Is the above information I have correct?

*Edit:*  I did some more research on this subject.  Since everyone who knows about computer technology knows E-Machines are bottom of the barrel computers I do not think he can upgrade his motherboard to any decent dual-core processor or any other processor.  Any other people agree with this conclusion?


----------



## johnb35

Most likely only P4's and Pentium D's are compatible with that board.  You need at least a 965 chipset to run C2D.  If he's wanting to upgrade then a new motherboard would be required.


----------



## CrayonMuncher

here is the cpu support list for that mobo

http://www.ecs.com.tw/ECSWebSite/Pr...ailID=680&DetailName=Feature&MenuID=1&LanID=0

it says it supports c2d E6420 and E6320


----------



## johnb35

innercx said:


> here is the cpu support list for that mobo
> 
> http://www.ecs.com.tw/ECSWebSite/Pr...ailID=680&DetailName=Feature&MenuID=1&LanID=0
> 
> it says it supports c2d E6420 and E6320



I knew there were a select few 945 chipset boards that supported a small amount of c2d's but in my opionion weren't worth the upgrade when a better motherboard would eventually be required anyway.


----------



## 2048Megabytes

Thanks for the replies thus far.

Stranglehold and I were discussing this.  If he has the Revision 3.0 of the board the Core 2 Duo E6420 would work.  There is also a Revision (V3.0 Viiv) of the motherboard that does not work with it.  

It seems like it is too risky in my mind.  I told him that an upgrade was not possible. I also told him to learn your lesson and never buy an E-Machines from Wal-Mart again.  

At this point he would be better off buying a new processor, motherboard and using his old DDR2 RAM.  Why risk buying an old $65 Core 2 Duo that might not work with his mainboard.  The Athlon II 440 Triple-Core Processor is only $75 and beats the Core 2 Duo E6420 in processing power.

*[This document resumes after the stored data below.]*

PR #244, opened 2025-07-09
CLOUDP-321075: fail to reconcile mongo db search for version 1.47.0

anandsyncs:
# Summary

This pull request introduces validation for unsupported MongoDBSearch image versions and adds a corresponding test case. The key changes include implementing a new validation method, updating the reconciliation logic, and adding constants for unsupported versions.

### Validation for unsupported MongoDBSearch image versions:

* **New validation method**: Added `ValidateSearchImageVersion` to `MongoDBSearchReconcileHelper` to check if the specified or container image version matches an unsupported version (`1.47.0`). If so, it returns an error. 

* **Integration into reconciliation workflow**: Updated the `reconcile` method to invoke `ValidateSearchImageVersion` before proceeding with other validations. 

* **Constants for unsupported version**: Introduced `unsupportedSearchVersion` and `unsupportedSearchVersionErrorFmt` constants to centralize the unsupported version logic and error formatting. 
### Test case for validation:

* **New test**: Added `TestMongoDBSearchReconcile_InvalidSearchImageVersion` to validate the error handling for unsupported MongoDBSearch versions. This ensures the reconciliation fails with the appropriate error message. 

## Proof of Work

Test pass

## Checklist

  * **q**: Clarifying question.


controllers/search_controller/mongodbsearch_reconcile_helper.go
```diff
@@ -264,7 +270,32 @@ func (r *MongoDBSearchReconcileHelper) ValidateSingleMongoDBSearchForSearchSourc
...
+		}
+		return nil
+	}
+
+	if r.mdbSearch.Spec.StatefulSetConfiguration == nil {
+		return nil
+	}
+
+	for _, container := range r.mdbSearch.Spec.StatefulSetConfiguration.SpecWrapper.Spec.Template.Spec.Containers {
+		if strings.Contains(container.Image, unsupportedSearchVersion) {
```
fealebenpae: This could trigger on any sidecar containers users add. Perhaps the if check should also test whether the container name equals the `MongotContainerName` constant in `search_construction.go`?

controllers/search_controller/mongodbsearch_reconcile_helper.go
```diff
@@ -264,7 +270,32 @@ func (r *MongoDBSearchReconcileHelper) ValidateSingleMongoDBSearchForSearchSourc
...
+			strings.Join(resourceNames, ", "),
+		)
+	}
+
+	return nil
+}
+
+func (r *MongoDBSearchReconcileHelper) ValidateSearchImageVersion() error {
+	version := strings.TrimSpace(r.mdbSearch.Spec.Version)
+	if version != "" {
```
fealebenpae, line 435: If the version field in the spec is empty, you should check `r.operatorSearchConfig.SearchVersion` (see the `createOrUpdateStatefulSet()` method on `MongoDBSearchReconcileHelper` and perhaps extract a helper to calculate the version).

fealebenpae (changes requested):

controllers/search_controller/mongodbsearch_reconcile_helper.go
```diff
@@ -264,8 +270,44 @@ func (r *MongoDBSearchReconcileHelper) ValidateSingleMongoDBSearchForSearchSourc
...
+	if r.operatorSearchConfig.SearchVersion != "" {
+		return r.operatorSearchConfig.SearchVersion
+	}
+
+	if r.mdbSearch.Spec.StatefulSetConfiguration == nil {
+		return ""
+	}
+
+	for _, container := range r.mdbSearch.Spec.StatefulSetConfiguration.SpecWrapper.Spec.Template.Spec.Containers {
+		if strings.Contains(container.Name, MongotContainerName) {
```
fealebenpae: I think this should check for equality instead. We want to check for the exact container name we construct, otherwise it could still match other sidecars inserted in the statefulset overrides if its name just contains `mongot`

fealebenpae (approved):

controllers/search_controller/mongodbsearch_reconcile_helper.go
```diff
@@ -264,8 +270,44 @@ func (r *MongoDBSearchReconcileHelper) ValidateSingleMongoDBSearchForSearchSourc
...
+		return xerrors.Errorf(unsupportedSearchVersionErrorFmt, unsupportedSearchVersion)
 	}
 
 	return nil
 }
+
+func (r *MongoDBSearchReconcileHelper) getMongotImage() string {
+	version := strings.TrimSpace(r.mdbSearch.Spec.Version)
+	if version != "" {
+		return version
```
lsierant, line 436: I find the method a bit confusing what is really returned. In this codepath we'll get a version, but below we'll return a full image (which is also consistent with the method name). 

I'd recommend renaming the method to getMongotVersion() and return an actual version tag from the container.Image. Be also mindful that this container.Image might contain digest pinned image instead of a semver tag.

controllers/operator/mongodbsearch_controller_test.go
```diff
@@ -203,3 +203,13 @@ func TestMongoDBSearchReconcile_MultipleSearchResources(t *testing.T) {
 
 	checkSearchReconcileFailed(ctx, t, reconciler, c, search1, "multiple MongoDBSearch")
 }
+
+func TestMongoDBSearchReconcile_InvalidSearchImageVersion(t *testing.T) {
```
lsierant, line 242: can we add a testcase for the statefulset codepath? I'd do it by doing the reconcile and then updating search.Spec.Version to "" (not sure if that will work)

controllers/search_controller/mongodbsearch_reconcile_helper.go
```diff
@@ -30,7 +30,9 @@ import (
 )
 
 const (
-	MongoDBSearchIndexFieldName = "mdbsearch-for-mongodbresourceref-index"
+	MongoDBSearchIndexFieldName      = "mdbsearch-for-mongodbresourceref-index"
+	unsupportedSearchVersion         = "1.47.0"
+	unsupportedSearchVersionErrorFmt = "MongoDBSearch version %s is not supported"
```
lsierant: Can we make this error message more informative for the user? Let's mention why it's not supported, how the operator is treating it (ignoring it essentially), and perhaps that the existing workload will still work but cannot be reconfigured by the operator and they need to start from scratch.

controllers/search_controller/mongodbsearch_reconcile_helper.go
anandsyncs: I would say that I just change the function name to `getMongotImageOrVersion` because at the end we just need to do a string contains operation and we can live without over-engineering this temporary code.
Wdyt?

controllers/search_controller/mongodbsearch_reconcile_helper.go
anandsyncs: This sounds like something that needs to be in the docs. 
Would a doc link be more helpful?

PR #272, opened 2025-07-16
Remove undocumented `operator.enablePVCResize` Helm value

m1kola:
# Summary

In https://github.com/mongodb/mongodb-kubernetes/pull/260 I moved `PersistentVolumeClaim` permissions into a separate role, enabling modularity because these permissions are controlled by `operator.enablePVCResize` Helm value and appeared to be optional.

Also the Athlon II 255 Dual-Core Processor is only $59 and also beats the Core 2 Duo E6420 in processing power.  Plus he would get a better motherboard.


----------



## madjack

I know this is a very old thread but I did buy this pc new in 2008, and now is still working only better than ever, especially after cpu upgrade.Motherboard #945gct-m3 manufacturer Elitegroup emailed me and said if having stability issues, to use power supply with 24pin plug to motherboard, why emachine ships them out with a power supply with only a  20pin plug only is beyond me, when motherboard manufacturer put a 24 pin plugin on the mobo is beyond me. Upgraded bios, upgraded to pentium D 840 cpu, replaced heat sink and fan at same time, and max ram 2gb. All is well still.


----------



## beers

madjack said:


> why emachine ships them out with a power supply with only a  20pin plug only is beyond me, when motherboard manufacturer put a 24 pin plugin on the mobo is beyond me.
> 
> Upgraded bios, upgraded to pentium D 840 cpu



That was around the transition time from older AGP 20 pin boards to 24 pin PCIE boards.  Was probably cheaper to 'stay the course' at the time since you could easily use 20 pin PSUs in 24 pin boards as the connector was keyed the same leaving 4 available pins (some used 20->24 pin adapters).

I don't think an 840 was ever debated as not working in this computer though


----------